Posted on • Originally published at dynamsoft.com

How to Enhance Passport MRZ Detection in Python by Correcting Image Orientation

Passport Machine Readable Zone (MRZ) detection is sensitive to the orientation of the passport. If the passport is not right side up, the MRZ detection rate will be low. In this article, we will discuss how to improve the MRZ detection rate from rotated images with Python. Edge detection, perspective transformation and face detection will be used to correct the orientation of the passport.

Installation

pip install mrz-scanner-sdk document-scanner-sdk dlib mediapipe retina-face opencv-python
Enter fullscreen mode Exit fullscreen mode
  • mrz-scanner-sdk: Dynamsoft MRZ Scanner SDK for MRZ detection. A valid license key is required to use the SDK. You can get a free trial license from here.
  • document-scanner-sdk: Dynamsoft Document Scanner SDK for edge detection and perspective transformation.
  • dlib: An open-source software library that provides highly accurate and efficient face detection algorithm.
  • mediapipe: A Google-developed, open-source, cross-platform framework designed for rapid, real-time face detection.
  • retina-face: A deep learning based cutting-edge facial detector for Python coming with facial landmarks.
  • opencv-python: Used to display images and draw lines.

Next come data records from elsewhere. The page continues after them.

PR #4297, opened 2024-11-11
Update hackathon page to say tickets have sold out

kellylee-gds:


domoscargin (approved):
Looks good to me, other than questioning if we need to link to the ticket page if people can't do anything there?

kellylee-gds:
> Looks good to me, other than questioning if we need to link to the ticket page if people can't do anything there?

I debated that too. I decided to keep the link there as the Eventbrite page has a lot of information about the event itself, and folks can still get tickets if there are drop outs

Passport Edge Detection and Perspective Transformation

Let's get started with a passport image taken in the correct orientation.

passport image

Using the following Python code can successfully detect the MRZ area:

import argparse
import mrzscanner
import sys
import numpy as np

def scanmrz():
    parser = argparse.ArgumentParser(description='Scan MRZ info from a given image')
    parser.add_argument('filename')
    parser.add_argument('-l', '--license', default='', type=str, help='Set a valid license key')
    args = parser.parse_args()
    try:
        filename = args.filename
        license = args.license

        # set license
        if  license == '':
            mrzscanner.initLicense("LICENSE-KEY")
        else:
            mrzscanner.initLicense(license)

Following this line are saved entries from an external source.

PR #4305, opened 2024-11-14
Cookie banner extends `ConfigurableComponent`

patrickpatrickpatrick:
## What

Make the cookie banner extends `ConfigurableComponent` which is now exported from the latest version of `govuk-frontend`. Remove redundant code and update references to the config. Use the `defaults` functionality of `ConfigurableComponent` and provide a `schema`.

## Why

Fixes https://github.com/alphagov/govuk-design-system/issues/4275

### DIFF
--- a/src/javascripts/components/cookie-banner.mjs
+++ b/src/javascripts/components/cookie-banner.mjs
@@ -1,4 +1,4 @@
-import { Component } from 'govuk-frontend'
+import { ConfigurableComponent } from 'govuk-frontend'
 
 import * as CookieFunctions from './cookie-functions.mjs'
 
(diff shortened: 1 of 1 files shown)


src/javascripts/components/cookie-banner.mjs
```diff
@@ -12,12 +12,12 @@ const cookieConfirmationRejectSelector = '.js-cookie-banner-confirmation-reject'
...
  * Website cookie banner
  */
-class CookieBanner extends Component {
+class CookieBanner extends ConfigurableComponent {
   /**
    * Check support of CookieBanner
    */
   static checkSupport() {
-    Component.checkSupport()
+    ConfigurableComponent.checkSupport()
```
romaricpascal, line 20: **suggestion** I think [`super`](https://developer.mozilla.org/en-US/docs/Web/JavaScript/Reference/Operators/super#super-calling_static_methods) should work here to avoid further updates 😁  

```suggestion
    super.checkSupport()
```

romaricpascal (approved):
Looks like it's all working as intended and we'll be able to merge it once 5.8.0 is released with the new component 🥳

        scanner = mrzscanner.createInstance()
        scanner.loadModel(mrzscanner.load_settings())

        import cv2
        image = cv2.imread(filename)
        results = scanner.decodeMat(image)
        for result in results:
            print(result.text)
            s += result.text + '\n'
            x1 = result.x1
            y1 = result.y1
            x2 = result.x2
            y2 = result.y2
            x3 = result.x3
            y3 = result.y3
            x4 = result.x4
            y4 = result.y4

            cv2.drawContours(image, [np.int0([(x1, y1), (x2, y2), (x3, y3), (x4, y4)])], 0, (0, 255, 0), 2)
            cv2.putText(image, result.text, (x1, y1), cv2.FONT_HERSHEY_SIMPLEX, 0.4, (0, 0, 255), 2)

        cv2.imshow("MRZ Detection", image)
        cv2.waitKey(0)

    except Exception as err:
        print(err)
        sys.exit(1)

if __name__ == "__main__":
    scanmrz()
Enter fullscreen mode Exit fullscreen mode

passport image

If the image is rotated at a significant angle, MRZ detection may fail.

rotated passport image

To address this issue, we can use edge detection and perspective transformation to correct the orientation of the passport.

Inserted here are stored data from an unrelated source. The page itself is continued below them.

Issue #4267, opened 2024-11-01
Audit and fix our link text for screen reader users


owenatgov:
## What
Review all our links on the website for quality of link text ie: if it can be understood out of context by a screen reader user, identify which links need improvment, write and deploy new link text.

Work related to this can be found in [the accessible content audit worksheet](https://docs.google.com/spreadsheets/d/1skSCpONh9VnPwOkhCvJimwH_9Az6d91A4ZxK4pDOmw4/edit?gid=1372295640#gid=1372295640) (design system team access only).

On 6 November, we decided that we will first scope content improvements on links that:
- are internal site links
- refer and link to our styles, components and patterns 

We'll then assess any other improvements.

## Why

This is to address 2 related issues raised in the 2024 DAC audit of the GOV.UK Design System website:

1. https://github.com/alphagov/govuk-design-system/issues/4023
2. https://github.com/alphagov/govuk-design-system/issues/4013

This issue will enable us to either resolve or explicitly decide not to solve these issues.

This issue is also split off from https://github.com/alphagov/govuk-design-system/issues/4193 in order to make the wider content audit work easier to manage.

## Who needs to work on this
Website accessibiltiy squad (driven by content designer)

## Who needs to review this
Website accessibiltiy squad

## Done when

- [x] We've collected all links on the website
- [x] We've reviewed all links on the website for text quality
- [x] We've drafted amendments to first phase: link text that refer and link to our styles, components and patterns 
- [x] We've decided whether to do more
- [x] We've published those updates to the website

### PRs to update links
- [x] https://github.com/alphagov/govuk-design-system/pull/4303
- [x] https://github.com/alphagov/govuk-design-system/pull/4304
- [x] https://github.com/alphagov/govuk-design-system/pull/4306
- [x] https://github.com/alphagov/govuk-design-system/pull/4307
- [x] https://github.com/alphagov/govuk-design-system/pull/4309
- [x] https://github.com/alphagov/govuk-design-system/pull/4313
- [x] #4319 
- [x] https://github.com/alphagov/govuk-frontend/pull/5428
- [x] #4320

kellylee-gds:
Link text fixes scoped to component and patterns for now. Once fixes have been made on the website, we'll assess whether we have time and capacity to take on more link text edits this cycle

calvin-lau-sig7:
Further work:

[...]

PR #4309, opened 2024-11-18
Update sub-table link text in nunjucks macros

owenatgov:
## What
Updates the link text for the generated links in our examples partial, where a nunjucks macro option has it's own params and the link jumps to that option's own option table.

## Why
Part of https://github.com/alphagov/govuk-design-system/issues/4267. This change will resolve 64 identified links that need clearer link text.

## Notes
The first variation on line 120, which is used when a sub option is referencing a component that _isn't_ the hint or label "components", doesn't have any instances across our library. This makes it hard to test. I was able to hard code it appearing by removing the label and hint condition. See the below screen shot of an example from the Text input options:

Screenshot of hint and label text input options with different link text

### DIFF
--- a/views/partials/_example.njk
+++ b/views/partials/_example.njk
@@ -117,14 +117,14 @@
                     {% if (option.params) or (option.isComponent and ["hint", "label"].includes(option.id)) %}
                       {% if option.isComponent and not ["hint", "label"].includes(option.id) %}
                         {# Link to subset of Nunjucks macro options table and Design System component page -#}
-                        See supported <a href="#options-{{ exampleId }}--{{ option.slug }}">{{ option.name | safe }}</a> options for <a href="/components/{{ option.slug }}/#options-{{ option.slug }}-example">{{ optionName | safe }}</a>.
+                        <a href="#options-{{ exampleId }}--{{ option.slug }}">See supported {{ option.name | safe }} macro options</a> for <a href="/components/{{ option.slug }}/#options-{{ option.slug }}-example">{{ optionName | safe }} component macro</a>.
                       {% else %}
                         {# Link to Nunjucks macro options table only -#}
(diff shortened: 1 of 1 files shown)


views/partials/_example.njk
```diff
@@ -117,14 +117,14 @@
...
+                        <a href="#options-{{ exampleId }}--{{ option.slug }}">See supported {{ option.name | safe }} macro options</a> for <a href="/components/{{ option.slug }}/#options-{{ option.slug }}-example">{{ optionName | safe }} component macro</a>.
                       {% else %}
                         {# Link to Nunjucks macro options table only -#}
-                        See <a href="#options-{{ exampleId }}--{{ option.slug }}">{{ option.name | safe }}</a>.
+                        <a href="#options-{{ exampleId }}--{{ option.slug }}"> See {{ option.name | safe }} macro options</a>.
                       {% endif %}
                     {% elif option.isComponent %}
                       {# Link to Design System component page for nested components -#}
-                      See <a href="/components/{{ option.slug }}/#options-{{ option.slug }}-example">{{ optionName | safe }}</a>.
+                      <a href="/components/{{ option.slug }}/#options-{{ option.slug }}-example">See {{ optionName | safe }} macro options</a>.
```
calvin-lau-sig7, line 127:
```suggestion
                      <a href="/components/{{ option.slug }}/#options-{{ option.slug }}-example">See macro options for {{ optionName | safe }}</a>.
```

calvin-lau-sig7 (commented):
Looks good! Suggested the alternative concatenation format to make it read a bit better for some of the more long-winded option names.

calvin-lau-sig7 (approved):

calvin-lau-sig7 (approved):
LGTM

rotated passport mrz detection

Here are the steps:

  1. Initialize the document scanner:

    import docscanner
    doc_scanner = docscanner.createInstance()
    doc_scanner.setParameters(docscanner.Templates.color)
    
  2. Detect the edges of the passport:

    results = doc_scanner.detectMat(image)
    result = results[0]
    x1 = result.x1
    y1 = result.y1
    x2 = result.x2
    y2 = result.y2
    x3 = result.x3
    y3 = result.y3
    x4 = result.x4
    y4 = result.y4
    
  3. Rectify the passport image:

    rectified_document = doc_scanner.normalizeBuffer(image, x1, y1, x2, y2, x3, y3, x4, y4)
    rectified_document = docscanner.convertNormalizedImage2Mat(rectified_document)
    
  4. Detect the MRZ area from the rectified passport image:

    def detect_mrz(image, scanner):
        s = ""
        results = scanner.decodeMat(image)
        for result in results:
            # print(result.text)
            s += result.text + '\n'
            x1 = result.x1
            y1 = result.y1
            x2 = result.x2
            y2 = result.y2
            x3 = result.x3
            y3 = result.y3
            x4 = result.x4
            y4 = result.y4
    
            cv2.drawContours(image, [np.int0([(x1, y1), (x2, y2), (x3, y3), (x4, y4)])], 0, (0, 255, 0), 2)
            cv2.putText(image, result.text, (x1, y1), cv2.FONT_HERSHEY_SIMPLEX, 0.4, (0, 0, 255), 2)
    
        cv2.imshow("MRZ Detection", image)
    
    detect_mrz(rectified_document, mrz_scanner)
    

Rotating Images Based on Facial Orientation

After perspective transformation, the image may be oriented in one of four directions: 0 degrees, 90 degrees, 180 degrees, or 270 degrees.

rotated passport

If you run the code above, you will find only the 0-degree orientation allows for normal MRZ detection. Thus, we aim to rotate the other three orientations to this correct angle. Considering that the orientation of the face on the passport is consistent with that of the Machine-Readable Zone, we can use face detection to rotate the image accordingly.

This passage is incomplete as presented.